### [Listed entries]
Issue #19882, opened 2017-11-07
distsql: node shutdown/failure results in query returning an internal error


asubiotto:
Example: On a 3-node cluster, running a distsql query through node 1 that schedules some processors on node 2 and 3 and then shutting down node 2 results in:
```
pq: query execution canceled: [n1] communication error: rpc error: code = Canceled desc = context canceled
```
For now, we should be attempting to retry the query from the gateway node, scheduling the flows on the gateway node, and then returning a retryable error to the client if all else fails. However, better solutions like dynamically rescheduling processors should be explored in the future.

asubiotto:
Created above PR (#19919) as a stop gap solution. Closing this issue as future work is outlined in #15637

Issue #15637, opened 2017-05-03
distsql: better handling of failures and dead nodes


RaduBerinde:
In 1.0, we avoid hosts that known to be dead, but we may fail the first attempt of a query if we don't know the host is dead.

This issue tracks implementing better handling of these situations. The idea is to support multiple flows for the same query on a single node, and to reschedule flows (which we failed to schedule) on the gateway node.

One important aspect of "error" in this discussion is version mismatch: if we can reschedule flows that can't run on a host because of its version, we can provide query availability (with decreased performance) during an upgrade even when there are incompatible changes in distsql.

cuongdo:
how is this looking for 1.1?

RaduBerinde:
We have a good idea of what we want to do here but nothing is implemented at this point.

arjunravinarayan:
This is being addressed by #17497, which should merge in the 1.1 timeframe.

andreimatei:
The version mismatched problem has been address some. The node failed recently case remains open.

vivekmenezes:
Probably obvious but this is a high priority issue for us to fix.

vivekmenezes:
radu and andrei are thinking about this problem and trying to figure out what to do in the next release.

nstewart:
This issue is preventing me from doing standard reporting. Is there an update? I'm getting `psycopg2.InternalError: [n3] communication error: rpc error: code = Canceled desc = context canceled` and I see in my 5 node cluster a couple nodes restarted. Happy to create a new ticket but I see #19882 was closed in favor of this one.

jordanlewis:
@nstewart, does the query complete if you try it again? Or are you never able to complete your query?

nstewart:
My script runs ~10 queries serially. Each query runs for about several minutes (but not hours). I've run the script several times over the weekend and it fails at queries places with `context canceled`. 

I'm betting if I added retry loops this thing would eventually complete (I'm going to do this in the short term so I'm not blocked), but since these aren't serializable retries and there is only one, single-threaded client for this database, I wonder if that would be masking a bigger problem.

### [Problem description]
Filter the data above down to lines with the word "these", and copy them.

### [The completed task]
This issue tracks implementing better handling of these situations. The idea is to support multiple flows for the same query on a single node, and to reschedule flows (which we failed to schedule) on the gateway node.
I'm betting if I added retry loops this thing would eventually complete (I'm going to do this in the short term so I'm not blocked), but since these aren't serializable retries and there is only one, single-threaded client for this database, I wonder if that would be masking a bigger problem.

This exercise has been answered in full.